The episode features five musical cover versions. Two of them are performed by Michele as Rachel Berry, which are "Uninvited" by Alanis Morissette and "Let It Go" by Idina Menzel from Frozen. Michele and Criss perform "Suddenly Seymour" from Little Shop of Horrors, while Criss and the Dalton Academy Warblers perform Ed Sheeran's "Sing". Max George sings "Dance the Night Away" by Van Halen with Vocal Adrenaline. Accompanying the music from this episode, the EP Glee: The Music, Loser Like Me was released on January 5, 2015.

Michele later disclosed on Jimmy Kimmel Live! that while filming her cover of "Let It Go" for this episode, a production error caused her to accidentally vomit on set.

==Reception==

===Ratings===
The episode received 2.34 million viewers and a 0.7/2 on adult 18-49, making the sixth-season premiere the least watched season premiere in the show's history.

===Critical response===
"Loser like Me" was given positive reviews by critics.
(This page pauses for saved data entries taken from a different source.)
PR #2046, opened 2026-06-30
feat: jaas upgrade-controller

luci1900:
## Description

Add a `jaas upgrade-controller <controller-name>` command that upgrades the Juju agent running on a named backing controller registered with JIMM.

Uses a new `UpgradeController` RPC methods. The controller model UUID can't be directly exposed by JIMM since there is one for each backing controller, hence the need for a `jaas` command.

JIMM also doesn't have any (other) need to store the UUID of this model, so JIMM calls `ListModels` and picks the model named `"controller"`. It then calls the existing `API.UpgradeModel` with that UUID, keeping the upgrade logic entirely on the backing controller.

The command is restricted to JIMM admins, consistent with `AddController`, `RemoveController`, and other controller-level operations.

## Engineering checklist

- [ ] Documentation updated
- [x] Covered by unit tests

## Test instructions

```bash
make dev-env

# bootstrap a controller making sure newer patch is available
AGENT_VERSION=3.6.21 ./local/jimm/setup-controller.sh

./local/jimm/add-controller.sh

jaas upgrade-controller qa-lxd --dry-run
jaas upgrade-controller qa-lxd
juju show-controller qa-lxd # will soon see the new version
jaas show-controller qa-lxd # will eventually see the new version
```

### DIFF
--- a/cmd/jaas/cmd/upgradecontroller.go
+++ b/cmd/jaas/cmd/upgradecontroller.go
@@ -1,0 +1,113 @@
+// Copyright 2026 Canonical.
+
+package cmd
+
+import (
+	"fmt"
+
+	"github.com/juju/cmd/v3"
+	"github.com/juju/gnuflag"
+	jujucmd "github.com/juju/juju/cmd"
+	"github.com/juju/juju/cmd/modelcmd"
+	"github.com/juju/juju/jujuclient"
+	"github.com/juju/version/v2"
+
+	apiparams "github.com/canonical/jimm/v3/pkg/api/params"
+)
+
+const (
+	upgradeControllerDoc = `
+Upgrades the Juju agent running on the named backing controller to the next
+available patch release. If --target-version is specified, upgrades to that
+exact version instead.
+
+The command requires the caller to be a JIMM admin.
+`
+	upgradeControllerExamples = `
+    jaas upgrade-controller mycontroller
+    jaas upgrade-controller mycontroller --target-version 3.6.8
+    jaas upgrade-controller mycontroller --dry-run
+`
+)
+
+// NewUpgradeControllerCommand returns a command to upgrade a backing controller's agent.
+func NewUpgradeControllerCommand() cmd.Command {
+	cmd := &upgradeControllerCommand{}
+	cmd.SetClientStore(jujuclient.NewFileClientStore())
+	return modelcmd.WrapBase(cmd)
+}
+
+type upgradeControllerCommand struct {
+	jaasCommandBase
+
+	controllerName      string
+	targetVersionStr    string
+	targetVersion       version.Number
+	agentStream         string
+	ignoreAgentVersions bool
+	dryRun              bool
+}
+
+func (c *upgradeControllerCommand) Info() *cmd.Info {
+	return jujucmd.Info(&cmd.Info{
+		Name:     "upgrade-controller",
+		Args:     "<controller-name>",
+		Purpose:  "Upgrades the agent of a backing Juju controller",
+		Doc:      upgradeControllerDoc,
+		Examples: upgradeControllerExamples,
+	})
+}
+
+func (c *upgradeControllerCommand) SetFlags(f *gnuflag.FlagSet) {
+	c.CommandBase.SetFlags(f)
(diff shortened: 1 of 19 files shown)


internal/jimm/juju/model.go
```diff
@@ -629,6 +629,46 @@ func (j *JujuManager) AbortModelUpgrade(ctx context.Context, user *openfga.User,
...
+		return version.Number{}, errors.Codef(errors.CodeServerError, "failed to list models on controller %q: %w", controllerName, err)
+	}
+
+	var controllerModelUUID string
+	for _, m := range models {
+		if m.Name == "controller" {
+			controllerModelUUID = m.UUID
+			break
+		}
+	}
```
kian99: This is fine, there is also this code in the Terraform provider that we use to get the controller model's UUID if preferred.
```go
	conn, err := connr.Connect()
	if err != nil {
		return version.Number{}, err
	}
	defer conn.Close()

	modelCfgClient := modelconfig.NewClient(conn)
	defer modelCfgClient.Close()

	modelAttrs, err := modelCfgClient.ModelGet()
	if err != nil {
		return version.Number{}, err
	}

	cfg, err := config.New(config.NoDefaults, modelAttrs)
	if err != nil {
		return version.Number{}, err
	}

	controllerModelUUID := cfg.UUID()
```

kian99 (approved):
A note about this feature in the "how-to manage controller" doc would also be a good addition.

internal/jimm/juju/model.go
luci1900: I'll have a look, I already don't like using list.

cmd/jaas/cmd/upgradecontroller.go
```diff
@@ -0,0 +1,113 @@
...
+		Doc:      upgradeControllerDoc,
+		Examples: upgradeControllerExamples,
+	})
+}
+
+func (c *upgradeControllerCommand) SetFlags(f *gnuflag.FlagSet) {
+	c.CommandBase.SetFlags(f)
+	f.StringVar(&c.targetVersionStr, "target-version", "", "Upgrade to this specific version")
+	f.StringVar(&c.agentStream, "agent-stream", "", "Check this agent stream for upgrades")
+	f.BoolVar(&c.ignoreAgentVersions, "ignore-agent-versions", false, "Don't check if all agents have already reached the current version")
```
ale8k, line 65: What does this mean?

snaps/jaas/snapcraft.yaml
```diff
@@ -89,4 +89,5 @@ parts:
       ln -sf jaas bin/juju-update-controller-profile
       ln -sf jaas bin/juju-list-models
       ln -sf jaas bin/juju-models
-      ln -sf jaas bin/juju-show-controller      
+      ln -sf jaas bin/juju-show-controller
```
ale8k, line 92: Weird it thinks this line has been deleted and readded with the exact same content? The link for show is still there right / is this a bug?

ale8k (approved):
Spot on to me, nice ty!

SimoneDutto (commented):
Aren't we doing this because we don't expose the controller model in jaas? because otherwise you could just run the upgrade-model on the backing controller model?

snaps/jaas/snapcraft.yaml
luci1900: Whitespace

cmd/jaas/cmd/upgradecontroller.go
luci1900: It's just matching the Juju CLi behaviour https://canonical.com/juju/docs/juju-cli/3.6/reference/juju-cli/list-of-juju-cli-commands/upgrade-controller/#options

luci1900:
> Aren't we doing this because we don't expose the controller model in jaas? because otherwise you could just run the upgrade-model on the backing controller model?

As discussed, the problem is about exposing the `controller` model for all backing controllers. We'd need to figure out UX on how to refer to this, which would require changing the juju cli command.

My approach is a compromise which avoid that, although it is indeed not the cleanest long term solution.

Lauren Hoffman from Vulture said that the episode was "filed by emotion" and that it was "funny, smart, extremely meta, and genuinely touching at time". Christopher Rogers from Hollywood Life said that he "totally loved the season six premiere and feel that Glee’s going to go out with a bang". The A.V. Clubs Brandon Nowalk said that "Loser like Me" makes the viewers to still watch the show and to "get back in the game" of Glee. "'Loser like Me' is a smooth transition from season five back to, say, season three or four", he said. Miranda Wicker from TV Fanatic expressed that she can't quit watching Glee. "Once the New Directions get in your blood they're there to stay", she said.